Records from a data collection
PR #294, opened 2021-09-14
fix: SingleSelectFilter and MultiSelectFilter `defaultValue` prop not working

KoltonG:
When using the `defaultValue` prop for the Single and Multi Select Filter, no values would appear since the default value was not being given to the underlying `value` prop.

### DIFF
--- a/src/components/Filters/MultiFilter.tsx
+++ b/src/components/Filters/MultiFilter.tsx
@@ -47,7 +47,7 @@ class MultiFilter<O, V extends Value> extends BaseFilter<V[], MultiFilterProps<O
         {...props}
         compact={!vertical}
         label={this.label}
-        values={value || []}
+        values={value || defaultValue || []}
         hideLabel={inModal}
         inlineLabel={!inModal && !vertical}
         sizeToContent={!inModal && !vertical}
--- a/src/components/Filters/MultiFilter.test.tsx
+++ b/src/components/Filters/MultiFilter.test.tsx
@@ -1,0 +1,30 @@
+import { useState } from "react";
+import { FilterDefs, Filters } from "src/components/Filters";
+import { ProjectFilter, stageFilter, stageFilterDefaultValue } from "src/components/Filters/testDomain";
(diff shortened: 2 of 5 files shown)


src/components/Filters/MultiFilter.tsx
```diff
@@ -47,7 +47,7 @@ class MultiFilter<O, V extends Value> extends BaseFilter<V[], MultiFilterProps<O
         {...props}
         compact={!vertical}
         label={this.label}
-        values={value || []}
+        values={value || defaultValue || []}
```
stephenh, line 50: Hm, I don't think this is right, b/c the intent of `defaultValue` was to be the initial value for the filter, and not necessarily "what the field must always be".

I.e. a valid flow would be:

* You have a default filter that defaults to `projects=mine`
* You clear the filter to be just `projects=undefined`

This would be put back `mine`, each time you tried to clear the filter.

KoltonG: Good point, in that case, we could use the `tick` trick to keep track of the initial render and subsequent renders. WDYT? Did @bdow and yourself have another implementation in mind? This is needed for the weeklyUpdates work.

stephenh: Naive question, but why do you think this is not working? FWIW usually when I think that `defaultValue` is not working, it's because `usePersistedFilter` is pulling things from session storage.

Specifically, this is the code that handles "just for the very first filter, use default values":

```
  const defaultFilter = useMemo(
    () =>
      Object.fromEntries(
        safeEntries(filterDefs)
          .filter(([key, def]) => def(key as string).defaultValue !== undefined)
          .map(([key, def]) => [key, def(key as string).defaultValue]),
      ),
    [filterDefs],
  );
```

In `usePersistedFilter`. We can pull that out into like a `createDefaultFilter(filterDefs)` if the weekly updates page needs to call it directly i.e. from a custom `useMemo` if it doesn't want to use `usePersistedFilter`.

KoltonG:
Closing since it's working!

## WORK ORDER
Every line of the data should be output exactly as it was given.

## RESPONSE FOR THIS EXERCISE
PR #294, opened 2021-09-14
fix: SingleSelectFilter and MultiSelectFilter `defaultValue` prop not working

KoltonG:
When using the `defaultValue` prop for the Single and Multi Select Filter, no values would appear since the default value was not being given to the underlying `value` prop.

### DIFF
--- a/src/components/Filters/MultiFilter.tsx
+++ b/src/components/Filters/MultiFilter.tsx
@@ -47,7 +47,7 @@ class MultiFilter<O, V extends Value> extends BaseFilter<V[], MultiFilterProps<O
         {...props}
         compact={!vertical}
         label={this.label}
-        values={value || []}
+        values={value || defaultValue || []}
         hideLabel={inModal}
         inlineLabel={!inModal && !vertical}
         sizeToContent={!inModal && !vertical}
--- a/src/components/Filters/MultiFilter.test.tsx
+++ b/src/components/Filters/MultiFilter.test.tsx
@@ -1,0 +1,30 @@
+import { useState } from "react";
+import { FilterDefs, Filters } from "src/components/Filters";
+import { ProjectFilter, stageFilter, stageFilterDefaultValue } from "src/components/Filters/testDomain";
(diff shortened: 2 of 5 files shown)


src/components/Filters/MultiFilter.tsx
```diff
@@ -47,7 +47,7 @@ class MultiFilter<O, V extends Value> extends BaseFilter<V[], MultiFilterProps<O
         {...props}
         compact={!vertical}
         label={this.label}
-        values={value || []}
+        values={value || defaultValue || []}
```
stephenh, line 50: Hm, I don't think this is right, b/c the intent of `defaultValue` was to be the initial value for the filter, and not necessarily "what the field must always be".

I.e. a valid flow would be:

* You have a default filter that defaults to `projects=mine`
* You clear the filter to be just `projects=undefined`

This would be put back `mine`, each time you tried to clear the filter.

KoltonG: Good point, in that case, we could use the `tick` trick to keep track of the initial render and subsequent renders. WDYT? Did @bdow and yourself have another implementation in mind? This is needed for the weeklyUpdates work.

stephenh: Naive question, but why do you think this is not working? FWIW usually when I think that `defaultValue` is not working, it's because `usePersistedFilter` is pulling things from session storage.

Specifically, this is the code that handles "just for the very first filter, use default values":

```
  const defaultFilter = useMemo(
    () =>
      Object.fromEntries(
        safeEntries(filterDefs)
          .filter(([key, def]) => def(key as string).defaultValue !== undefined)
          .map(([key, def]) => [key, def(key as string).defaultValue]),
      ),
    [filterDefs],
  );
```

In `usePersistedFilter`. We can pull that out into like a `createDefaultFilter(filterDefs)` if the weekly updates page needs to call it directly i.e. from a custom `useMemo` if it doesn't want to use `usePersistedFilter`.

KoltonG:
Closing since it's working!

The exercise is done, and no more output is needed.